**Information supplied:**
PR #910, opened 2026-07-10
[cuda] Fix misleading NVRTC compilation errors: memoized FP16 header resolution + explanatory driver/toolkit diagnostics

orionpapadakis:
#### Description

This PR removes the misleading NVRTC_ERROR_COMPILATION noise emitted by the CUDA backend at kernel-compilation time and replaces opaque compile/load failures with actionable diagnostics that name the stale component (toolkit vs. driver) and the remediation.

The first NVRTC attempt for an FP16 kernel (`#include <cuda_fp16.h>`) can legitimately fail with a retryable "could not open source file" and then succeed once the toolkit include path is supplied — but that intermediate failure was printed unconditionally as an ERROR, alarming users on a healthy setup and obscuring real errors. Retryable attempts are now quiet; terminal failures are still reported with the full build log.

Whether NVRTC resolves `<cuda_fp16.h>` via built-ins, needs an explicit --include-path, or cannot resolve it at all is a fixed property of the (NVRTC, toolkit) pair, so it is now discovered once (by the first FP16 kernel) and memoized, collapsing the built-in-fail→include-path retry from once-per-kernel to once-per-process. The canonical `#include <cuda_fp16.h>` is retained (rather than a hand-rolled __half preamble) so the backend stays immune to the code generator emitting new fp16 intrinsics.

Genuine capability gaps now produce explanatory, categorized diagnostics embedded in the build log (which also propagates into the thrown `TornadoBailoutRuntimeException`, not just `System.err`):

- Unresolvable `<cuda_fp16.h>` → root cause + remediation (install a toolkit / set `CUDA_PATH`).
- PTX fallback rejected at load (toolkit older than GPU, driver too old for the PTX ISA) → update the GPU driver, or use a toolkit that natively supports the GPU arch to skip PTX JIT.
- Native cubin rejected at load (toolkit newer than driver) → update the driver / use a matching toolkit.
- Working-but-suboptimal PTX-JIT fallback (toolkit older than GPU, driver JITs successfully) → a one-time WARNING that the path is functional but not optimal (extra load-time JIT; codegen capped at the fallback virtual ISA), advising a toolkit upgrade for native codegen.

#### Problem description

 On a system whose CUDA toolkit predates the GPU (e.g. NVRTC 12.0, max sm_90, on a Blackwell sm_120 GPU), starting any FP16 workload printed a wall of:
```
  [TornadoVM-CUDA-NVRTC-JNI] ERROR : nvrtcCompileProgram -> NVRTC_ERROR_COMPILATION
```
These were benign — first-attempt header-resolution misses that the backend already retried successfully via --include-path — but they looked like hard failures and obscured any real compilation error. Genuine failures also surfaced only as opaque `NVRTC_ERROR_COMPILATION` / `CUDA_ERROR_INVALID_PTX` codes with no indication of cause or fix.

Reproduce (pre-fix): run any FP16 kernel / GPULlama3 model on a host where NVRTC has no built-in CUDA headers (e.g. Ubuntu's distro NVRTC 12.0) → benign ERROR spam at every kernel compile.

  #### Backend/s tested

  - [ ] OpenCL
  - [ ] PTX
  - [x] CUDA
  - [ ] SPIRV
  - [ ] Metal

  #### OS tested

  - [x] Linux
  - [ ] OSx
  - [ ] Windows

  #### Did you check on FPGAs?

  - [ ] Yes
  - [x] No (not applicable — CUDA backend only)

  ```bash
  make BACKEND=cuda
  make tests

  # FP16 unit suites (counts unchanged vs. pre-patch; zero NVRTC_ERROR lines):

  tornado-test -V uk.ac.manchester.tornado.unittests.foundation.TestHalfFloats                          # 4/4
  tornado-test -V uk.ac.manchester.tornado.unittests.vectortypes.TestHalfFloats                         # 25 ran, 0 failed, 23
  unsupported
  tornado-test -V uk.ac.manchester.tornado.unittests.kernelcontext.reductions.TestLocalMemoryReductionsHalfFloats  # 4 ran, 0 failed, 2
  unsupported
  tornado-test -V uk.ac.manchester.tornado.unittests.kernelcontext.api.TestHalfFloatLocalArray          # 1/1
```

Verified additionally:
  - FP16 workloads compile and run correctly with zero NVRTC_ERROR output; --printKernel confirms #include <cuda_fp16.h> is present in
  emitted FP16 kernels.
  - The built-in-header miss + include-path retry happens exactly once per process (instrumented count = 1 across dozens of FP16
  kernels), not per kernel.
  - On a toolkit-older-than-GPU host, the one-time suboptimal-fallback WARNING fires exactly once and the workload produces correct
  output.
  - Exception enrichment: forcing a synthetic NVRTC compile error makes the thrown TornadoBailoutRuntimeException message carry the
  full NVRTC build log (previously only on System.err).

### DIFF
--- a/tornado-drivers/cuda-jni/src/main/cpp/source/CUDAProgram.cpp
+++ b/tornado-drivers/cuda-jni/src/main/cpp/source/CUDAProgram.cpp
@@ -38,6 +38,23 @@
 static std::mutex g_cubin_cache_mtx;
 static std::unordered_map<std::string, std::string> g_cubin_cache;
 
+// One-time NVRTC header-resolution mode. Whether NVRTC can resolve
+// #include <cuda_fp16.h> on its own, needs an explicit toolkit include path, or
+// cannot resolve it at all is a fixed property of the (NVRTC, toolkit) pair on
+// this machine — not of any individual kernel. It is therefore discovered once
+// (by the first FP16 kernel) and reused, so later FP16 kernels compile in a
+// single attempt instead of repeating the failed built-in probe. Kernels with
+// no #include never consult it. See compile_with_nvrtc.
+enum class Fp16IncludeMode { UNKNOWN, NEEDS_INCLUDE_PATHS, UNRESOLVABLE };
+static std::mutex g_fp16_mode_mtx;
+static Fp16IncludeMode g_fp16_mode = Fp16IncludeMode::UNKNOWN;
+static std::vector<std::string> g_fp16_include_opts; // "--include-path=..." dirs, once resolved
+
+// One-time latch for the working-but-suboptimal PTX-JIT fallback warning (GPU
+// arch newer than the toolkit). The fallback runs correctly, so this is a
+// warning, not an error; emit it once per process rather than once per kernel.
+static std::once_flag g_arch_fallback_warn_once;
+
 extern "C" {
 
 /* OpenCL cl_program_build_info / cl_program_info values used by the Java clone. */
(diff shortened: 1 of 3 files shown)


mikepapadim (approved):
LGTM

stratika (approved):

**Exercise:**
From the entries, copy every line in which the string "mutex" can be found.

**Answer to the exercise:**
 static std::mutex g_cubin_cache_mtx;
+static std::mutex g_fp16_mode_mtx;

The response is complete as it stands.